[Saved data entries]
PR #10370, opened 2021-05-17
Add script for identifying commits in release branches

mheon:
One of the worst parts of a Podman release is writing the release notes. It requires manually going through all merged commits since the last release, figuring out what was actually done, and writing a small blurb about what was fixed. The worst part of this is the difficulty in finding the commits that were actually included in previous releases - our extensive backports to prior releases mean that there are usually dozens of commits that were included in a prior release, but do not have a matching SHA (as the original author did not do the backport, and often the commit required massaging to cherry-pick in).

This script automates the job of finding commits in one release branch that are not in another, with filtering to remove most cherry-picked commits. It makes my life a lot easier during releases, so I figured I'd include it in hack/ so anyone else stuck with the enjoyable task of writing release notes can have a slightly easier life.

The script is written in absolutely terrible Ruby and its performance is absolutely terrible, but you only need to run it once per major release and a 30-second wait to generate the list of commits to include isn't bad.

### DIFF
--- a/hack/branch_commits.rb
+++ b/hack/branch_commits.rb
@@ -1,0 +1,98 @@
+#!/usr/bin/ruby
+
+require 'set'
+
+# Get commits in one branch, but not in another, accounting for cherry-picks.
+# Accepts two arguments: base branch and old branch. Commits in base branch that
+# are not in old branch will be reported.
+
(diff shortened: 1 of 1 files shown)


edsantiago:
LGTM

PR #271, opened 2024-12-11
makes thorlabs_tsp01 temperature sensor heads optional per configuration

### LINKED ISSUE #270: Thorlabs tsp01 service main expects 2 external temp sensors
The Thorlabs tsp01 temperature and humidity sensor can be configured with up to 2 external temperature sensors. When the temperature sensors are not used the service logs traceback error messages. In cases where none or 1 of the external sensors are used it will log a complaint every measurement check.

https://github.com/spacetelescope/catkit2/blob/825ce48c0ac79c7c7c6faae8f5fb250187c22987/catkit2/services/thorlabs_tsp01/thorlabs_tsp01.py#L25-L44

lanemeier7:
Closes #270 by making the Thorlabs tsp01 temperature sensor probes optional via services.yml configuration.

``` yaml
tsp01_1:
  service_type: thorlabs_tsp01
  simulated_service_type: thorlabs_tsp01_sim
  requires_safety: false
  serial_number: M00797061
  num_averaging: 1
  interval: 1
  read_out_header_1: true
  read_out_header_2: false
```

### DIFF
--- a/catkit2/services/thorlabs_tsp01/thorlabs_tsp01.py
+++ b/catkit2/services/thorlabs_tsp01/thorlabs_tsp01.py
@@ -16,10 +16,12 @@ class ThorlabsTSP01(Service):
         self.serial_number = self.config['serial_number']
         self.num_averaging = self.config.get('averaging', 1)
         self.interval = self.config.get('interval', 10)
+        self.read_out_header_1 = self.config.get('read_out_header_1', True)
+        self.read_out_header_2 = self.config.get('read_out_header_2', True)
 
         self.temperature_internal = self.make_data_stream('temperature_internal', 'float64', [1], 20)
-        self.temperature_header_1 = self.make_data_stream('temperature_header_1', 'float64', [1], 20)
-        self.temperature_header_2 = self.make_data_stream('temperature_header_2', 'float64', [1], 20)
+        self.temperature_header_1 = self.make_data_stream('temperature_header_1', 'float64', [1], 20) if self.read_out_header_1 else None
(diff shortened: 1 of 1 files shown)


catkit2/services/thorlabs_tsp01/thorlabs_tsp01.py
```diff
@@ -16,10 +16,12 @@ def __init__(self):
         self.serial_number = self.config['serial_number']
         self.num_averaging = self.config.get('averaging', 1)
         self.interval = self.config.get('interval', 10)
+        self.read_out_header_1 = self.config.get('read_out_header_1', True)
+        self.read_out_header_2 = self.config.get('read_out_header_2', True)
 
         self.temperature_internal = self.make_data_stream('temperature_internal', 'float64', [1], 20)
-        self.temperature_header_1 = self.make_data_stream('temperature_header_1', 'float64', [1], 20)
-        self.temperature_header_2 = self.make_data_stream('temperature_header_2', 'float64', [1], 20)
+        self.temperature_header_1 = self.make_data_stream('temperature_header_1', 'float64', [1], 20) if self.read_out_header_1 else None
```
ehpor: Make this and the next line a normal if-statement instead of a terniary. Our variable doesn't need `None` as a default and can just not exist.

```python
if self.read_out_header_1:
    self.make_data_stream('temperature_header_1', 'float64', [1], 20)
```

ehpor (changes requested):
Small change. The ternary makes it non-trivial to read what is going on.

ehpor (approved):
I like the default of `True` too.

PR #274, opened 2024-12-20
Adding instructions for Apple Silicon

RemiSoummer:
I recently re-installed from scratch on new Mac et realized instructions need to be updated.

**WHAT YOU WILL DO**
Whenever a line in the data holds "hack", copy that line.

**RESULT OF THIS TASK**
This script automates the job of finding commits in one release branch that are not in another, with filtering to remove most cherry-picked commits. It makes my life a lot easier during releases, so I figured I'd include it in hack/ so anyone else stuck with the enjoyable task of writing release notes can have a slightly easier life.
--- a/hack/branch_commits.rb
+++ b/hack/branch_commits.rb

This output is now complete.